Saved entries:

--- START ---

PR #2044, opened 2021-06-29
move common HTTP constants to separate header file

jaredgisin:
This PR clean up the code by eliminating repetitive hard-coded strings literals in the HTTP code. Compile-time values (in a new file, http.h) are provided for commonly used HTTP status codes, headers and content-types. Misuse of them will result in build time errors instead of difficult to diagnose runtime failures.

### DIFF
--- a/wled00/http.h
+++ b/wled00/http.h
@@ -19,7 +19,7 @@
 #define HTTP_HDR_ACCESS_CONTROL_MAX_AGE "Access-Control-Max-Age"
 #define HTTP_HDR_CACHE_CONTROL "Cache-Control"
 #define HTTP_HDR_CONTENT_TYPE "Content-Type"
-#define HTTP_HDR_CONTENT_ENCODING "Content_Encoding"
+#define HTTP_HDR_CONTENT_ENCODING "Content-Encoding"
 #define HTTP_HDR_ETAG "Etag"
 #define HTTP_HDR_IF_NONE_MATCH "If-None-Match"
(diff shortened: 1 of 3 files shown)


jaredgisin:
Good afternoon! I'm curious on what the policy and frequency is on when merge happen. Is there any reason not to merge this or changes that I should make to get this in?

jaredgisin:
@blazoncek Other than the fact that I am now forced to rebase this due to other changes that have since gone in. Its here any reason that this can't be merged once I update it?

blazoncek:
First of all **NEVER** add string constants to a #define. This is IMO bad practice in any case.
If needed create global (or local) static string constants (possibly using flash memory and not RAM).
I used the technique in a few usermods to reduce flash pressure and reduce amount of RAM used at the same time.

Still, in the end it is not my call. ;)

jaredgisin:
I wouldn't go so far as to say NEVER do anything. There are often good reasons to defy best practices. The values are never going to changes ever during the course of runtime, so have them be inserted into the code during the preprocessor is certainly one way that can be done. Having said that, setting these up them as string constants seems like a great alternative to me. Given I have to rebase this anyhow, I'll work on changing it.

blazoncek:
Contrary to ints and longs (and floats) strings may take a lot of storage space and depending on compiler optimisations may not get de-duplicated thus consuming even more space.

Having them declared as const char arrays and using a pointer to that const char array is the most optimised way of using strings as constants.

--- END ---

What this task involves:
Starting at the line that contains "Still, in the end it is not my call. ;)", write out every line to the end of the entries, exactly as given.

Worked solution:
Still, in the end it is not my call. ;)

jaredgisin:
I wouldn't go so far as to say NEVER do anything. There are often good reasons to defy best practices. The values are never going to changes ever during the course of runtime, so have them be inserted into the code during the preprocessor is certainly one way that can be done. Having said that, setting these up them as string constants seems like a great alternative to me. Given I have to rebase this anyhow, I'll work on changing it.

blazoncek:
Contrary to ints and longs (and floats) strings may take a lot of storage space and depending on compiler optimisations may not get de-duplicated thus consuming even more space.

Having them declared as const char arrays and using a pointer to that const char array is the most optimised way of using strings as constants.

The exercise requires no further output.